I'd rather write a blurb for a book than write a review of it. It's possible—I know because I've seen someone try—to write a blurb without reading a book first. It's possible to understand what an author is trying to do by attitude without cherishing every word, as one hopes the author and editor have done. It's possible to read a book at a glance, but is it possible to write one and keep its receiving that glance in mind? I've read that William S. Burroughs dreamed the reading of books, to save time, while he slept. I've thought that one might become good at faking an understanding of literature, but only after one has become very good at understanding it in fact, that the understanding of any book becomes a repetitive procedure that one hones over time. One could inhale a book's scope in a flip of its pages, as if it were a fragrance that one were after, not a lesson—a scent, not an exercise in diligence. A critic can perceive a book's apparel as a taster can sense a woody note or touch of blackberry in a swish of wine. A seductive author may still wish to lasso us, despite an atmosphere of overly sophisticated or reluctant readers. In her mind, as she writes, she may be knitting, hooking, or crocheting. She may be stirring a soup or setting a trap for mens' jeans with her sunglasses. She may be stylizing her book like a flower arrangement or composing it like a photograph. She may want someone to read it or secretly hope someone won't, because to read it is to find in her what she does not hide of herself, to find in her guise what reveals.

A pretty, still young woman writes a memoir that diverges from truth, sidesteps it, discards its dictates and contents, and veers instead toward space, segue, image, intersection, sonorance, line. ("Sonorousness" is the nominative form of "sonorous" in the dictionary.) A pretty, still young author writes the bones of the female body, its delicate fingers and hands, its full, appealing mouth, its imagined eyes at play, its slender waist and swiveling ankles, narrow, above small, not roughened feet. So female readers may see what male readers may see in us. The book rolls along like a sad, sweet melody a girl has thought of on her car vacation. Her parents hear the song and wonder apart if the girl has a gift for it or whether the girl's singing is child's play, the melody its own child in every daughter's heart.

White space, planes and planes of it, one hundred gentle creases at a spine. We Take Me Apart is a novel's answer to a room, described by its author, Molly Gaudry, and its publisher, Mud Luscious Press, as a novel(la) in verse. I read it three times, not keeping its story, though there is one, but inhaling its perfume, encountering its glance in mine. The book seems designed to be read that way.
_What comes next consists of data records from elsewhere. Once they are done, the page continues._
PR #9672, opened 2026-07-20
variety: Remove locale folder

Jaredy899:
**Summary**
- Remove locale folder as it's not used and moved to variety/locale

**Test Plan**

Variety still works. 

**Checklist**

### DIFF
--- a/packages/v/variety/package.yml
+++ b/packages/v/variety/package.yml
@@ -1,7 +1,7 @@
 # yaml-language-server: $schema=/usr/share/ypkg/schema/schema.json
 name       : variety
 version    : 0.9.0
-release    : 46
+release    : 47
 source     :
     - https://github.com/varietywalls/variety/archive/refs/tags/0.9.0.tar.gz : cfd3927d01d0415116a03886d0f54c3a8d5133360c1aef14a693cf76e97927de
 homepage   : https://github.com/varietywalls/variety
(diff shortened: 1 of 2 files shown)


packages/v/variety/package.yml
```diff
@@ -41,6 +41,7 @@ install    : |
     install -Dm00644 variety/data/icons/scalable/apps/variety.svg -t ${installdir}/usr/share/icons/hicolor/scalable/apps/
     install -Dm00644 variety/data/icons/22x22/apps/variety-indicator.png -t ${installdir}/usr/share/icons/hicolor/22x22/apps/
     install -Dm00644 variety/data/icons/22x22/apps/variety-indicator-dark.png -t ${installdir}/usr/share/icons/hicolor/22x22/apps/
-    
+
     # setuptools-gettext installs locales to /usr/share/locale; Variety loads variety/locale
     cp -a --no-preserve=ownership variety/locale ${installdir}/usr/lib/python%python3_version%/site-packages/variety/
+    rm -rf ${installdir}/usr/share/locale
```
EbonJaeger, line 47: I don't think this is correct; `/usr/share/locale` would be the correct place for `gettext` to load localization from. This is also where they're installed to in `variety` packages on Arch and Fedora.

Jaredy899:
Yeah. We should keep those copies there. The extra variety/locale copy is only for Python strings. Upstream points gettext there on purpose, so if we remove that copy those strings won't translate.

The scent is delicate and leaves a trace of itself, with nothing to bother the conscience or pester as with topics for a quiz. The book details grace. It will not add up by way of its plotline to a pitch for a story or to the memory of one of its images that stands in for the story itself, as with many stories one image will do; it will haunt like a remembrance of fragrance or swoosh of hair or panoply of mother as tart then sweet and suddenly elusive as memories of one's own.

Writing that asks us about our divides: fiction/poetry is the most usual, but there are others: fiction/non-fiction, poetry/prose poetry, prose/poetry, narrative/ verse, and so on. We Take Me Apart puts our divisions to a test. It might have been defined as a long poem—one hundred pages would be considered...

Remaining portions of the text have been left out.